Generating log_lik for Regime Switching Model help

Hello,
I have stan code for Regime Switching Model from Jim Savage site. Here this site:
https://khakieconomics.github.io/2018/02/24/Regime-switching-models.html.
I have an issue in creating the log-likelihood in the generated quantities. I am not sure how to define the target syntax in the generated quantities block.
Here this code.

data {
    int T;
    vector[T] y;
}
parameters {
    vector<lower = 0, upper = 1>[2] p;
    real<lower = 0> phi;
    vector[2] delta;
    vector<lower = 0>[2] sigma;
    real<lower = 0, upper = 1> xi1_init; 
    real y_tm1_init;
}
transformed parameters {
    matrix[T, 2] eta;
    matrix[T, 2] xi;
    vector[T] f;

// fill in etas
for(t in 1:T) {
    eta[t,1] = exp(normal_lpdf(y[t]| delta[1], sigma[1]));
if(t==1) {
    eta[t,2] = exp(normal_lpdf(y[t]| delta[2] + phi * y_tm1_init, sigma[2]));
} else {
    eta[t,2] = exp(normal_lpdf(y[t]| delta[2] + phi * y[t-1], sigma[2]));
}
}

// work out likelihood contributions

for(t in 1:T) {
// for the first observation
if(t==1) {
    f[t] = p[1]*xi1_init*eta[t,1] + // stay in state 1
            (1 - p[1])*xi1_init*eta[t,2] + // transition from 1 to 2
            p[2]*(1 - xi1_init)*eta[t,2] + // stay in state 2 
            (1 - p[2])*(1 - xi1_init)*eta[t,1]; // transition from 2 to 1

xi[t,1] = (p[1]*xi1_init*eta[t,1] +(1 - p[2])*(1 - xi1_init)*eta[t,1])/f[t];
xi[t,2] = 1.0 - xi[t,1];

} else {
// and for the rest

f[t] = p[1]*xi[t-1,1]*eta[t,1] + // stay in state 1
        (1 - p[1])*xi[t-1,1]*eta[t,2] + // transition from 1 to 2
        p[2]*xi[t-1,2]*eta[t,2] + // stay in state 2 
        (1 - p[2])*xi[t-1,2]*eta[t,1]; // transition from 2 to 1

// work out xi

xi[t,1] = (p[1]*xi[t-1,1]*eta[t,1] +(1 - p[2])*xi[t-1,2]*eta[t,1])/f[t];

// there are only two states so the probability of the other state is 1 - prob of the first
xi[t,2] = 1.0 - xi[t,1];
}
}

}
model {
// priors
p ~ beta(10, 2);
phi ~ normal(1, .1);
delta ~ normal(0, .1);
sigma ~ cauchy(0, 1);
xi1_init ~ beta(2, 2);
y_tm1_init ~ normal(0, .1);


// likelihood is really easy here!
target += sum(log(f));
}
"

Thanks for any help you can provide.

1 Like

Sorry, can’t answer now, maybe @mcol is not busy and can help?

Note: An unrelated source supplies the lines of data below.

PR #367, opened 2025-03-06
Fixed validations for number input

### LINKED ISSUE #362: Can't create new trick: Incorrectly validated Difficulty field
# Description
When trying to create a new personal trick via the `/tricks/new` route, setting a difficulty results in a validation error. The message reads "Expected number, received string". As a result it is not possible to create a new personal trick at all unless no value is in the difficulty field.

I believe this issue is new since #353. So maybe @Dosbodoke could take a look.

# Expected behavior
There should only be an error it there is actually something else in the field than a number. If there is a number in the field the number should be used for the difficulty, there should be no error, and the user should be able to create the trick.

(While at it, it might be nice to only allow inputting numbers in the first place (ignoring everything else all together). But this is not necessary.)

# Screenshot

Image

Dosbodoke:
Fixes #362 

# How to test

Go to the new trick page and try to mess with difficulty and year fields.

DIfficulty should raise an error message if `0` or less as also if `11` or more. If the field is empty it should no error.

Year should raise an error if less than `1900` and if more than the current year (I added this validations, I don't think it makes sense to have a trick stablished at the future)

### DIFF
--- a/src/components/ui/customForm/TextInput.vue
+++ b/src/components/ui/customForm/TextInput.vue
@@ -10,6 +10,7 @@ import {
   FormLabel,
   FormMessage,
 } from '@/components/ui/form';
+import { InputHTMLAttributes } from 'vue';
 
 const props = defineProps<{
   title: string;
@@ -17,8 +18,8 @@ const props = defineProps<{
   formFieldName: string;
   placeholder?: string;
   class?: string;
-  inputMode?: string;
-  type?: string;
+  inputMode?: InputHTMLAttributes['inputmode'];
+  type?: InputHTMLAttributes['type'];
 }>();
 </script>
 
--- a/src/components/ui/customForm/TextInput.vue
+++ b/src/components/ui/customForm/TextInput.vue
@@ -20,6 +20,8 @@ const props = defineProps<{
   class?: string;
   inputMode?: InputHTMLAttributes['inputmode'];
   type?: InputHTMLAttributes['type'];
+  // This is used to pass values for the message translation interpolation
+  errorValues?: Record<string, string>;
 }>();
 </script>
 
@@ -36,7 +38,7 @@ const props = defineProps<{
       <FormDescription v-if="description">
         {{ description }}
       </FormDescription>
-      <FormMessage />
+      <FormMessage :values="props.errorValues" />
       <FormControl>
         <Input
           :type="type || 'text'"
--- a/src/components/ui/customForm/TextInput.vue
+++ b/src/components/ui/customForm/TextInput.vue
@@ -17,6 +17,8 @@ const props = defineProps<{
   formFieldName: string;
   placeholder?: string;
   class?: string;
+  inputMode?: string;
+  type?: string;
 }>();
 </script>
 
@@ -35,7 +37,12 @@ const props = defineProps<{
       </FormDescription>
       <FormMessage />
       <FormControl>
-        <Input type="text" :placeholder="placeholder" v-bind="componentField" />
+        <Input
+          :type="type || 'text'"
+          :placeholder="placeholder"
+          :inputMode="inputMode"
+          v-bind="componentField"
+        />
       </FormControl>
     </FormItem>
   </FormField>
--- a/src/components/ui/form/FormMessage.vue
+++ b/src/components/ui/form/FormMessage.vue
@@ -1,18 +1,10 @@
 <script lang="ts" setup>
 import { ErrorMessage } from 'vee-validate';
 import { toValue } from 'vue';
-import { useI18n } from 'vue-i18n';
-
-import messagesErrors from '@/i18n/error';
 
 import { useFormField } from './useFormField';
 
 const { name, formMessageId } = useFormField();
-
-const { t } = useI18n({
-  messages: messagesErrors,
-  scope: 'local',
-});
 </script>
 
 <template>
@@ -23,6 +15,6 @@ const { t } = useI18n({
     class="text-sm font-medium text-destructive"
     v-slot="{ message }"
   >
-    {{ message ? t(message) : '' }}
+    {{ message }}
   </ErrorMessage>
 </template>
--- a/src/components/ui/form/FormMessage.vue
+++ b/src/components/ui/form/FormMessage.vue
@@ -1,16 +1,15 @@
 <script lang="ts" setup>
 import { ErrorMessage } from 'vee-validate';
-import { toValue, computed } from 'vue';
+import { toValue } from 'vue';
 import { useI18n } from 'vue-i18n';
 
 import messagesErrors from '@/i18n/error';
-import { i18nMerge } from '@/i18n/i18nmerge';
 
 import { useFormField } from './useFormField';
 
 const { name, formMessageId } = useFormField();
 const { t } = useI18n({
-  messages: i18nMerge(messagesErrors),
+  messages: messagesErrors,
   scope: 'local',
 });
 
@@ -18,14 +17,6 @@ const props = defineProps<{
   // This is used to pass values for the message translation interpolation
   values?: Record<string, string>;
 }>();
-
-// Create a computed function to translate messages
-const translateMessage = computed(() => {
-  return (message: string) => {
-    if (!message) return '';
-    return t(message, props.values || {});
-  };
-});
 </script>
 
 <template>
@@ -36,6 +27,6 @@ const translateMessage = computed(() => {
     class="text-sm font-medium text-destructive"
     v-slot="{ message }"
   >
-    {{ message ? translateMessage(message) : '' }}
+    {{ message ? t(message, props.values || {}) : '' }}
   </ErrorMessage>
 </template>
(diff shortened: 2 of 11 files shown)


src/components/ui/customForm/TextInput.vue
```diff
@@ -17,6 +17,8 @@ const props = defineProps<{
   formFieldName: string;
   placeholder?: string;
   class?: string;
+  inputMode?: string;
```
JulianDietzel: What is `inputMode` used for? And is it possible to narrow the type `string` down to all the legal values (`"numeric" | "..."`)

src/components/ui/form/FormMessage.vue
```diff
@@ -23,6 +15,6 @@ const { t } = useI18n({
     class="text-sm font-medium text-destructive"
     v-slot="{ message }"
   >
-    {{ message ? t(message) : '' }}
+    {{ message }}
```
JulianDietzel: This appears to not update the translation immediately when the user selects a different language. It only updates once the page is reloaded. Since it works when reloading I don't think this is a big issue. If you have an idea on how to fix this easily it would be nice to have it fixed, if this will cause you troubles or be a bit of work just leave it as is.

I had a similar issue once and solved it by using Vues `watch`-method on `i18n.locales`. Maybe this is applicable here as well: https://github.com/bastislack/highline-freestyle/blob/ac70ce038fa9bf7a70a79e4993a3be365076643c/src/routes/tricks/TrickList.vue#L76

src/routes/tricks/NewTrickRoute.vue
```diff
@@ -28,20 +30,22 @@ const toast = useToast();
...
-    .int({ message: 'INPUT_NOT_INTEGER' })
-    .min(1, { message: 'INPUT_NUMBER_BELOW_MIN' })
-    .max(10, { message: 'INPUT_NUMBER_ABOVE_MAX' })
-    .optional(),
+  difficulty: z.union([
+    z
+      .number()
+      .int({ message: t('INPUT_NOT_INTEGER') })
+      .min(1, { message: t('INPUT_NUMBER_BELOW_MIN', { value: 1 }) })
+      .max(10, { message: t('INPUT_NUMBER_ABOVE_MAX', { value: 10 }) }),
```
JulianDietzel: I don't think we will get there any time soon. But since this is for the user to decide I would suggest we allow values of up to 20. No need to restrict the user more than necessary.

JulianDietzel (changes requested):
Thanks for the fix! It looks really good. I added some comments, the only one that I really want to see changed is the maximum difficulty the user can enter. The translation thing is such a minor issue that I don't think it needs to be fixed at this point if you don't really want to. If there is an easy quick fix though it would of course be nice

src/components/ui/customForm/TextInput.vue
Dosbodoke: It's for mobile keyboards, with inputMode numeric it will shown a numeric keyboard instead of the standard.

https://developer.mozilla.org/en-US/docs/Web/HTML/Global_attributes/inputmode

Dosbodoke: I will type it :D

src/components/ui/form/FormMessage.vue
Dosbodoke: Yeah, the initial problem was that I couldn't pass parameters for interpolation.

Ideally, I would like the errorMessages to be imported only here and to have the following signature

`{{ message ? t(mesage, { ...messageParams }) : '' }}`

and, on the zod validation call it like `int({ message: 'INPUT_NOT_INTEGER', { value: 1 } })`

Not sure yet how I will solve this, let me take some time and iterations to figure it out.

src/components/ui/customForm/TextInput.vue
JulianDietzel: Thanks for the explanation, it makes sense now :+1:. Typing it sounds good to me. Looking at the docu you sent there shouldn't be too many option.

src/components/ui/form/FormMessage.vue
JulianDietzel: I don't know if I fully understand the issue but you seem to know a lot more about vee-validate so I'll just leave it up to you how or if you want to fix it.

Do you want to iterate on it in this PR or should we merge this and you fix it in another PR when / if you find the time for it?

Dosbodoke: Let me try to explain better the issue...

On the error translation files, for example `error.en.json` we have defined a space for interpolation

`"INPUT_NUMBER_BELOW_MIN": "Input must be no less than {value}",`

In order to this interpolation to work correctly we need to call it with `t("INPUT_NUMBER_BELOW_MIN", { value: 1})`

Where value is the exact same keyword to interpolate.

Initially I couldn't pass it down as a prop to `ErrorMessage` so I moved the translation to the zod definition

`.min(1, { message: t('INPUT_NUMBER_BELOW_MIN', { value: 1 }) })`

So we were not passing `INPUT_NUMBER_BELOW_MIN` as the message and translating on the child component. the message was already sent in it's final state.

But then it surges the error that you pointed out, the `t()` would run only when the user trigger the form validation (on submit or edit the field), and this not include changing the language.

I just made a [commit](https://github.com/Dosbodoke/highline-freestyle/commit/39a36c6b529f9e8f859460efe4b8ff2fd000df6a) to mitigate this issue on , let me know if you think it's a good pattern. This way we are passing down the translation key `INPUT_NUMBER_BELOW_MIN` and the necessary parameters for the interpolation.

src/components/ui/form/FormMessage.vue
```diff
@@ -1,18 +1,31 @@
...
 import messagesErrors from '@/i18n/error';
+import { i18nMerge } from '@/i18n/i18nmerge';
 
 import { useFormField } from './useFormField';
 
 const { name, formMessageId } = useFormField();
-
 const { t } = useI18n({
-  messages: messagesErrors,
+  messages: i18nMerge(messagesErrors),
```
WaldemarLehner: Is this intended? its been a long time since I looked at the code, but iirc this is used to merge i18n JSONs. "Merging" just 1 set should be identical to just passing it as-is

src/components/ui/form/FormMessage.vue
```diff
@@ -1,18 +1,31 @@
...
+  values?: Record<string, string>;
+}>();
+
+// Create a computed function to translate messages
+const translateMessage = computed(() => {
+  return (message: string) => {
+    if (!message) return '';
+    return t(message, props.values || {});
+  };
+});
```
WaldemarLehner: Am I right to assume that the computed is needed here to "re-generate" it on language change?

src/components/ui/form/FormMessage.vue
JulianDietzel: Thanks for the more detailed explanation. Form my understanding and talking with @WaldemarLehner  it looks good now :+1: .

We found two more things that were surprising to us, @WaldemarLehner commented on them.

src/components/ui/form/FormMessage.vue
Dosbodoke: It's a typo, functional, but yet a typo 😬

src/components/ui/form/FormMessage.vue
Dosbodoke: I'm more a React guy than a Vue one, really not sure how this ‘computed’ function works (I think it's like React ’useMemo’?), Claude gave me this code and I just certified it works

JulianDietzel: I fiddled around with it a little and I blieve Claude did a bit of an A"I" here. This does not have to be a computed function to work. The section can be simplified to:
```ts
function translateMessage (message: string): string {
  return (message) ? t(message, props.values || {}) : '';
}
```

I recognize it is getting quite nitpicky here but since this is a lot more readable, could you please swap out the section for the code I sent?

src/components/ui/form/FormMessage.vue
JulianDietzel: Makes sense, probably a leftover from how it was before. In that case please remove the `i18nMerge` function.

JulianDietzel:
One last thing and then I'll stop bugging you and merge this thing:

Since the difficulties can now go up to 20, the label on the field is incorrect in all languages. "1 to 10. Keep empty if unsure." should become "1 to 20. Keep empty if unsure.". The entries are the `question.difficulty` ones in the files in `/src/i18n/tricks/new/`.

Please change this. If you don't feel like it, it is totally fine, then just open a small issue for me to fix this later (so that it is not forgotten).

Dosbodoke:
> One last thing and then I'll stop bugging you and merge this thing:
> 
> Since the difficulties can now go up to 20, the label on the field is incorrect in all languages. "1 to 10. Keep empty if unsure." should become "1 to 20. Keep empty if unsure.". The entries are the `question.difficulty` ones in the files in `/src/i18n/tricks/new/`.
> 
> Please change this. If you don't feel like it, it is totally fine, then just open a small issue for me to fix this later (so that it is not forgotten).

Don't worry bro, I really missed it. Will push a fix soon :D

JulianDietzel (approved):
"soon", he said, pushing in less time than it took me to eat dinner :D. Great work! Looks really good to me :+1: . At last, I will now finally merge this :)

I’m sorry, I’m not familiar with this type of models and I’m very short on time. Perhaps the answer to this post will set you on the right path. Otherwise I suppose @James_Savage will have the answer ready.

If total log likelihood is sum(log(f)) then individual terms of the log likelihood are log(f)

generated quantities {
  vector [T] log_lik = log(f);
}

Thank you for the attention Mr. @avehtari.
I have read your article entitled “WAIC and cross-validation in Stan”. Is the log_lik that you proposed in that formula (log_lik = log(f)) has the same mean with log-predictive density (for computing waic)?

In the first message you mention log-likelihood and the code wrote computes log-likelihood.

The computed term is \log p(y_i|\theta^{(s)}) which both the log likelihood evaluated with given certain parameter values \theta^{(s)} and the log predictive density given certain parameter values \theta^{(s)} and certain observation y_i. See more in Practical Bayesian model evaluation using leave-one-out cross-validation and
WAIC
. It’s better to use PSIS-LOO than WAIC, as PSIS-LOO is more robust and has better diagnostics as demonstrated in that paper.